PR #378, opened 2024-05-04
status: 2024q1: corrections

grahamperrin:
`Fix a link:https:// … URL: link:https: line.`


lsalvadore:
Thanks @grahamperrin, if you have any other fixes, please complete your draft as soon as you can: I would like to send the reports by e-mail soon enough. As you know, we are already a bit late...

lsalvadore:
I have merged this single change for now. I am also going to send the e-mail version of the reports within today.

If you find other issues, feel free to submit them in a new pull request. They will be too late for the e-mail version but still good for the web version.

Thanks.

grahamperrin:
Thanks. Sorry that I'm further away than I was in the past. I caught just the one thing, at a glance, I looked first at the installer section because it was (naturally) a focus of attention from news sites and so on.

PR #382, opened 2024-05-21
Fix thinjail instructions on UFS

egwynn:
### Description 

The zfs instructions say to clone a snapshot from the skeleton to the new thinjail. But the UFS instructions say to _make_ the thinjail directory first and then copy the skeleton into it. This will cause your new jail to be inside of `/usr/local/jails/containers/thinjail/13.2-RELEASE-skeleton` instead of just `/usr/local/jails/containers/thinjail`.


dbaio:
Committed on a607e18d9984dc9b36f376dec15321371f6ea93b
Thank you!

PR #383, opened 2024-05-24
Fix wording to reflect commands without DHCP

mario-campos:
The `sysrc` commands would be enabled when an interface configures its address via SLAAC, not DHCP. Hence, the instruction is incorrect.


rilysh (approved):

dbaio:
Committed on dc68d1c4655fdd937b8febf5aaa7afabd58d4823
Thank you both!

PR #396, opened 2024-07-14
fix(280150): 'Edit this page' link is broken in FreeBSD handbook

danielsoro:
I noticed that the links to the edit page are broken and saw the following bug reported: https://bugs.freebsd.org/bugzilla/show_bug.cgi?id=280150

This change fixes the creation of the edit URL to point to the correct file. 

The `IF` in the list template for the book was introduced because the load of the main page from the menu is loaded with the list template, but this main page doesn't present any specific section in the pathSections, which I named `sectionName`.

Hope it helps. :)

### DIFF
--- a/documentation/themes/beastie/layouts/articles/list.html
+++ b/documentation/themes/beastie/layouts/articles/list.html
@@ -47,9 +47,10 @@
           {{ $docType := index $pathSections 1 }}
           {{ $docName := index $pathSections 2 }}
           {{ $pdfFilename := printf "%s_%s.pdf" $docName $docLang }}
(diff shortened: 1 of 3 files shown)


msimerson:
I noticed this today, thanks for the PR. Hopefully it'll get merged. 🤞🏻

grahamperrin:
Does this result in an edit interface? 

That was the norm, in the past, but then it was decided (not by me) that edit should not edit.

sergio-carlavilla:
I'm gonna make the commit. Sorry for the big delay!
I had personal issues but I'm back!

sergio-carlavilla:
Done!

...

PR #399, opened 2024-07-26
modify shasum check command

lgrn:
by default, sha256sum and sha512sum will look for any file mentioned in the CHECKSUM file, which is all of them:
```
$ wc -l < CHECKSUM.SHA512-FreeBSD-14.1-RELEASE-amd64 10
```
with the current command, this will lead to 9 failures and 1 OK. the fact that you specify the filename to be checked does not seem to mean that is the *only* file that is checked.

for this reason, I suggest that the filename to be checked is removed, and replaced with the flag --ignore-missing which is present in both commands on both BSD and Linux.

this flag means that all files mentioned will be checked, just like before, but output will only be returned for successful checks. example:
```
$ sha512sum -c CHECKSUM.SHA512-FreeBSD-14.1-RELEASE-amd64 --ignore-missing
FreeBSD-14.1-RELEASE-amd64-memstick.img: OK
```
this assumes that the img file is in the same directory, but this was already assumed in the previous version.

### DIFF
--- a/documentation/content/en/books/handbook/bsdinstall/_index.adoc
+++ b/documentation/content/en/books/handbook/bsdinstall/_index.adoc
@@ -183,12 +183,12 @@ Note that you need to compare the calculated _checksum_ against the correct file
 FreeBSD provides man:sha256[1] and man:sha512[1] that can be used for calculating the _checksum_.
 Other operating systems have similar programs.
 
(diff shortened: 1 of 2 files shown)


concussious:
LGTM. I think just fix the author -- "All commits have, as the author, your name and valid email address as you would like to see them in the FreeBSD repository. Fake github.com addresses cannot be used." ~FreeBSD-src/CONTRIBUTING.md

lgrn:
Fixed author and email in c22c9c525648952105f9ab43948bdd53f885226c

* * *

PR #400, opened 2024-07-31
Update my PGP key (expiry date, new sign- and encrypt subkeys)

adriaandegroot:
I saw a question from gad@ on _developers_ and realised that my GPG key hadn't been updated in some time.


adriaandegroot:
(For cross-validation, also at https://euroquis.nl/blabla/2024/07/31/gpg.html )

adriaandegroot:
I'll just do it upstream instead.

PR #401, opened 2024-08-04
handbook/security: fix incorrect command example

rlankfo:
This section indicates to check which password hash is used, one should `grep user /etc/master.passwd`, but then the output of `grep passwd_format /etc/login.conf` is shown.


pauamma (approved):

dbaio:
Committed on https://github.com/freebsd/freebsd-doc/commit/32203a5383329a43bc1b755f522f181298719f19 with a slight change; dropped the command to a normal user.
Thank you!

What is being asked =
For the string "documentation", count every line of the material where it appears and state only the count.

Response box =
4